Exercise material section start

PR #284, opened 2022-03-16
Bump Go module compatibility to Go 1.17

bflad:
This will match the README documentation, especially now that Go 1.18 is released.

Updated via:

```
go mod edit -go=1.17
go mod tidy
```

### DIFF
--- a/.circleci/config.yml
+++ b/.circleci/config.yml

Exercise material section end
Exercise material section start

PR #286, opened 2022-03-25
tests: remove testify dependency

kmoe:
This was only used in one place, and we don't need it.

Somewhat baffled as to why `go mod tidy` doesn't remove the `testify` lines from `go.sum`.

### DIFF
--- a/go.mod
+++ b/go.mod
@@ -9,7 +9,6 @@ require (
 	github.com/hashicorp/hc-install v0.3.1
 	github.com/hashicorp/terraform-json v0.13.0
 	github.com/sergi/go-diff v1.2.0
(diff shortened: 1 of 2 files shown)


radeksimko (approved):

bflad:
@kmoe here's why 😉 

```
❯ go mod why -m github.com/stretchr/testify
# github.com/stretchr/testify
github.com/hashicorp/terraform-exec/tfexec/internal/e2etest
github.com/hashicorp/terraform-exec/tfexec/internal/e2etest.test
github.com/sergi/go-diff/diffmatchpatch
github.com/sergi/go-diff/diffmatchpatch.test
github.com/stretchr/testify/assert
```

Exercise material section end

• _What to do_: Which of the lines above include the string "config"? Pick them out and copy them.

• _Exercise answer_:
--- a/.circleci/config.yml
+++ b/.circleci/config.yml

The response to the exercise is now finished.